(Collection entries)
+-------+
PR #192, opened 2023-12-05
Add levels to test_module

dongreenberg:

PR #200, opened 2023-12-07
Add signatures to functions and modules

dongreenberg:
Ensures that we can still call a remote module or function even if the local code isn't present.
Runs with LOCAL and MINIMAL for both test_function and test_module.

### DIFF
--- a/runhouse/resources/module.py
+++ b/runhouse/resources/module.py
@@ -19,52 +19,17 @@ from runhouse.rns.utils.names import _generate_default_name
 logger = logging.getLogger(__name__)
 
 # These are methods that the Module's __getattribute__ logic should not intercept to run remotely
-LOCAL_METHODS = [
-    "RESOURCE_TYPE",
-    "__class__",
-    "__delattr__",
-    "__dict__",
-    "__dir__",
-    "__doc__",
-    "__eq__",
-    "__format__",
-    "__ge__",
-    "__gt__",
-    "__hash__",
-    "__init__",
-    "__init_subclass__",
-    "__le__",
-    "__lt__",
-    "__module__",
-    "__ne__",
-    "__new__",
-    "__reduce__",
-    "__reduce_ex__",
-    "__repr__",
-    "__setattr__",
-    "set_async",
-    "__getattribute__",
-    "__sizeof__",
-    "__str__",
-    "__subclasshook__",
-    "__weakref__",
-    "_check_for_child_configs",
-    "_cls_pointers",
+# Should we just be using inspect.getclasstree to get signatures without the Module methods instead?
+LOCAL_METHODS = dir(Resource) + [
+    "_pointers",
+    "env",
     "_env",
     "_extract_pointers",
     "_name",
-    "_resource_string_for_subconfig",
     "_rns_folder",
-    "_save_sub_resources",
+    "system",
     "_system",
-    "config_for_rns",
-    "delete_configs",
     "dryrun",
-    "env",
-    "from_config",
-    "from_name",
-    "history",
-    "is_local",
     "remote",
     "local",
     "resolve",
@@ -72,18 +37,14 @@ LOCAL_METHODS = [
     "resolved_state",
     "fetch",
     "fetch_async",
-    "name",
+    "set_async",
     "rename",
-    "rns_address",
-    "save",
-    "save_attrs_to_config",
-    "share",
-    "system",
     "to",
-    "unname",
     "provenance",
-    "refresh",
     "get_or_to",
+    "signature",
+    "_signature",
+    "method_signature",
 ]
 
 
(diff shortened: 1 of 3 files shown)


dongreenberg:
* main
  * **PR #192** <a href="https://app.graphite.dev/github/pr/run-house/runhouse/192?utm_source=stack-comment-icon" target="_blank">Graphite</a> 
    * **PR #200** <a href="https://app.graphite.dev/github/pr/run-house/runhouse/200?utm_source=stack-comment-icon" target="_blank">Graphite</a>  👈

This [stack of pull requests](https://stacking.dev/?utm_source=stack-comment) is managed by [Graphite](https://app.graphite.dev/github/pr/run-house/runhouse/200?utm_source=stack-comment).

dongreenberg:
@rohinb2 fix small bug so unit tests now pass

runhouse/resources/module.py
```diff
@@ -19,71 +19,32 @@
...
-    "set_async",
-    "__getattribute__",
-    "__sizeof__",
-    "__str__",
-    "__subclasshook__",
-    "__weakref__",
-    "_check_for_child_configs",
-    "_cls_pointers",
+# Should we just be using inspect.getclasstree to get signatures without the Module methods instead?
+LOCAL_METHODS = dir(Resource) + [
```
rohinb2, line 23: what happens if a user creates a class where they inherit `rh.Module` and have a method `env` on their class?

runhouse/resources/module.py
```diff
@@ -220,11 +199,49 @@ def env(self):
...
+                "property": True,
+                "async": False,
+                "gen": False,
+                "local": False,
+            }
+
+        signature = inspect.signature(method)
+        ppts = {
+            "signature": str(signature),
+            "property": not callable(method),
```
rohinb2, line 224: can set this to `False` to be clearer

runhouse/resources/module.py
```diff
@@ -220,11 +199,49 @@ def env(self):
...
+            return {
+                "signature": None,
+                "property": True,
+                "async": False,
+                "gen": False,
+                "local": False,
+            }
+
+        signature = inspect.signature(method)
+        ppts = {
```
rohinb2, line 222: better variable name than `ppts`

runhouse/resources/module.py
dongreenberg: It overrides the built-in property (which __getattribute__ will handle properly), but is still run locally rather than as an RPC if the system is a remote cluster. You can see this behavior in function.py, which overrides a bunch of things, most notably `.to`.

runhouse/resources/module.py
dongreenberg: Not sure I understand, isn't that what this will do?

runhouse/resources/module.py
```diff
@@ -220,11 +199,49 @@ def env(self):
...
+            "signature": str(signature),
+            "property": not callable(method),
+            "async": inspect.iscoroutinefunction(method)
+            or inspect.isasyncgenfunction(method),
+            "gen": inspect.isgeneratorfunction(method)
+            or inspect.isasyncgenfunction(method),
+            "local": "local" in signature.parameters
```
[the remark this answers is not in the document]
dongreenberg: It means that the method has a kwarg `local=True` which makes it run locally rather than as an RPC by default (unless overridden with `local=False`). Not very clear, gonna change it to `default_local`.

runhouse/resources/module.py
```diff
@@ -448,7 +457,7 @@ def call_wrapper():
                             **kwargs,
                         )
 
-                    if inspect.isasyncgenfunction(attr) or is_async_gen:
+                    if is_gen:
 
                         async def async_gen():
```
rohinb2, line 462: I don't quite understand this logic, and why we don't need to create a thread for this, and why we need it for the solo async call

tests/test_resources/test_modules/test_module.py
```diff
@@ -503,6 +503,134 @@ async def test_set_async(self, cluster, env):
...
+        arr = SlowNumpy(size=5)
+        assert set(arr.signature.keys()) == {
+            "slow_iter",
+            "cpu_count",
+            "size_minus_cpus",
+            "factory_constructor",
+        }
+
+        df = SlowPandas(size=10)
+        print(df.signature)
```
rohinb2, line 556: print?

runhouse/resources/module.py
rohinb2: yeah but I think including logic, aka like `not callable` when we know it is `False` is a bit cleaner, it's just a nit, either way is fine

rohinb2:
In general, looks good, I'm not extremely familiar with some of the nuances here to comment extremely deeply on logic, but good to merge

rohinb2 (approved):

runhouse/resources/module.py
dongreenberg: Let's talk about this flow live

dongreenberg:
### Merge activity

* **Dec 11, 12:07 PM**: @@dongreenberg started a stack merge that includes this pull request via [Graphite](https://app.graphite.dev/github/pr/run-house/runhouse/200).

PR #211, opened 2023-12-11
Fix small bug with reloading module from name

dongreenberg:
We weren't catching ModuleNotFoundErrors to default to the signature in cases where the function's
package is not present, only AttributeErrors, which is the case when a Module's backing code isn't
present.

### DIFF
--- a/runhouse/resources/module.py
+++ b/runhouse/resources/module.py
@@ -426,7 +426,7 @@ class Module(Resource):
             # Handle properties
             if is_prop:
                 return attr
-        except AttributeError as e:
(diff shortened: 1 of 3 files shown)


dongreenberg:
* main
  * **PR #211** <a href="https://app.graphite.dev/github/pr/run-house/runhouse/211?utm_source=stack-comment-icon" target="_blank">Graphite</a>  👈

This [stack of pull requests](https://stacking.dev/?utm_source=stack-comment) is managed by [Graphite](https://app.graphite.dev/github/pr/run-house/runhouse/211?utm_source=stack-comment).

PR #215, opened 2023-12-12
Remove add_secrets endpoint

carolineechen:
no longer needed after converting secrets to a resource type. can just use general resource endpoint


jlewitt1:
Happy to see this API go :)

rohinb2 (approved):

PR #222, opened 2023-12-13
Resource global visibility updates

jlewitt1:
- Add `resource_visibility` to rns configs for resources
- Allow for sharing globally (`public`) without specifying any users


docs/architecture.rst
```diff
@@ -86,3 +86,41 @@ Runhouse provides tools for visibility and management of resources as long-livin
...
+-------------------
+
+In addition to providing control over the access levels, Runhouse lets you control the visibility you provide
+to your users.
+
+Similar to Google Drive, you can choose how visible you would like each resource to be:
+
+- :code:`private` (default): Only users who have been granted access explictly to the resource can view and access it.
+- :code:`public`: Users can access and search for the resource by its name only (will not be vieweable by default).
+- :code:`searchable`: Resource will be available publicly to all users.
```
carolineechen, line 109: 😮

runhouse/resources/resource.py
```diff
@@ -321,36 +322,47 @@ def is_local(self):
...
-            notify_users (bool): Send email notification to users who have been given access. Defaults to `False`.
-            headers (Optional[Dict]): Request headers to provide for the request to RNS. Contains the user's auth token.
+            users (Union[str, list], optional): Single user or list of user emails and / or runhouse account usernames.
+                If none are provided and ``global_visibility`` is set to ``searchable``, resource will be made publicly
+                available to all users. Defaults to ``read``.
+            access_level (:obj:`ResourceAccess`, optional): Access level to provide for the resource.
+            global_visibility (:obj:`ResourceVisibility`, optional): Type of visibility to provide for the shared
+                resource. Defaults to ``private``.
+            notify_users (bool, optional): Whether to send an email notification to users who have been given access.
+                Defaults to ``False``.
```
carolineechen, line 347: the fn signature has this defaulting to `True` currently

runhouse/resources/resource.py
```diff
@@ -86,6 +86,7 @@ def config_for_rns(self):
             "resource_type": self.RESOURCE_TYPE,
             "resource_subtype": self.__class__.__name__,
             "provenance": self.provenance.config_for_rns if self.provenance else None,
+            "resource_visibility": self.global_visibility,
```
carolineechen, line 89: thoughts on just naming it `visibility`?

runhouse/resources/resource.py
```diff
@@ -321,36 +322,47 @@ def is_local(self):
...
         global_visibility: Optional[ResourceVisibility] = None,
         notify_users: bool = True,
         headers: Optional[Dict] = None,
     ) -> Tuple[Dict[str, ResourceAccess], Dict[str, ResourceAccess]]:
-        """Grant access to the resource for the list of users (or a single user). If a user has a Runhouse account they
+        """Grant access to the resource for a list of users (or a single user). If a user has a Runhouse account they
         will receive an email notifying them of their new access. If the user does not have a Runhouse account they will
-        also receive instructions on creating one, after which they will be able to have access to the Resource.
+        also receive instructions on creating one, after which they will be able to have access to the Resource. If
+        ``global_visibility`` is set to ``searchable``, users will not be notified.
```
carolineechen, line 334: I agree with this statement, is it being set somewhere in this PR or am I missing it?

jlewitt1: yea we set it in the `share` method if specified

carolineechen: are we setting the default `notify_users=True` to False when the visibility is set to public? I can't seem to find where this happens

jlewitt1: we don't need to since den knows how to handle that use case, but do you think we should on the OSS side anyway for clarity?

carolineechen: oh ok, I also didn't see it on the den side but I could've just missed it. but if that's the case, I think just adding a comment in the oss code mentioning should be enough

dongreenberg:
* `main`
  * **PR #222** <a href="https://app.graphite.dev/github/pr/run-house/runhouse/222?utm_source=stack-comment-icon" target="_blank">Graphite</a>  👈

This [stack of pull requests](https://stacking.dev/?utm_source=stack-comment) is managed by [Graphite](https://app.graphite.dev/github/pr/run-house/runhouse/222?utm_source=stack-comment).

dongreenberg (approved):

PR #239, opened 2023-12-15
Login updates

carolineechen:
* don't prompt for uploading config if user doesn't have one locally
* secrets vault conversion not fully working so catch an exception for now

### DIFF
--- a/runhouse/rns/login.py
+++ b/runhouse/rns/login.py
@@ -154,8 +154,10 @@ def _login_download_secrets(headers: Optional[str] = None):
             if download_path:
                 logger.info(f"Loading down secrets for {name} into {download_path}")
                 secret.write()
-        except ValueError:
-            logger.warning(f"Was not able to load down secrets for {name}.")
+        except ValueError as e:
+            logger.warning(
+                f"Encountered {e}. Was not able to load down secrets for {name}."
+            )
 
 
 def _login_upload_secrets(interactive: bool, headers: Optional[Dict] = None):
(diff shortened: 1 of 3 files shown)


runhouse/rns/login.py
```diff
@@ -113,10 +116,11 @@ def login(
         configs.download_and_save_defaults()
         # We need to fresh the RNSClient to use the newly loaded configs
         rns_client.refresh_defaults()
-    elif upload_config:
+    if upload_config:
```
carolineechen, line 119: should we enable uploading (after downloading and saving differences) for anything that might be set locally that hasn't been reflected in den yet? or should these be mutually exclusive?

dongreenberg: I originally tried to make it so it would offer to upload the new merged config, but I think it's too complicated to explain. I think mutually exclusive is fine for now.

runhouse/rns/login.py
```diff
@@ -204,8 +209,8 @@ def _convert_secrets_resource(names: List[str] = None, headers: Optional[Dict] =
                 values = _load_vault_secrets(name, headers=headers)
                 secret = provider_secret(name, values=values)
                 secret.save()
-
-        except AttributeError:
+                _delete_vault_secrets(name=name, headers=headers)
+        except (AttributeError, Exception):
```
dongreenberg, line 213: We're kind of burrying the error here, should we add it to the warning?

dongreenberg (approved):

PR #244, opened 2023-12-18
Lambdas / Factory API smoothing

BelSasha:
Main changes:

1. Lambda function factory smoothing (removed args_names, paths_to_code, handler_funciton_name)
2. Enabling creating lambda function with a path to code using LambdaFunction.from_handler_file method.
3.  Remove tests that became redundant after the refactor.


runhouse/resources/functions/aws_lambda.py
```diff
@@ -43,13 +47,20 @@ class LambdaFunction(Function):
     DEFAULT_MEMORY_SIZE = 1024  # MB
     DEFAULT_TMP_SIZE = 3072  # MB, meaning 3G
     HOME_DIR = "/tmp/home"
+    SUPPORTED_RUNTIMES = [
```
jlewitt1, line 50: this is already defined in the factory file, maybe remove from there and just use this one?

runhouse/resources/functions/aws_lambda_factory.py
```diff
@@ -26,12 +22,9 @@
 
 def aws_lambda_fn(
     fn: Optional[Callable] = None,
-    paths_to_code: Optional[list[str]] = None,
-    handler_function_name: Optional[str] = None,
-    runtime: Optional[str] = None,
-    args_names: Optional[list[str]] = None,
     name: Optional[str] = None,
     env: Optional[dict or list[str] or Env] = None,
```
jlewitt1, line 26:
```suggestion
    env: Optional[Union[Dict, List[str], Env]] = None,
```

runhouse/resources/functions/aws_lambda.py
```diff
@@ -149,10 +162,219 @@ def from_name(cls, name, dryrun=False, alt_options=None):
...
+            paths_to_code,
+            env,
+            runtime,
+            timeout,
+            memory_size,
+            tmp_size,
+            retention_time,
+        )
+
     def _lambda_exist(self, name):
```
+-------+
Wherever the word "Union" appears in the records above, copy that line.

+            users (Union[str, list], optional): Single user or list of user emails and / or runhouse account usernames.
    env: Optional[Union[Dict, List[str], Env]] = None,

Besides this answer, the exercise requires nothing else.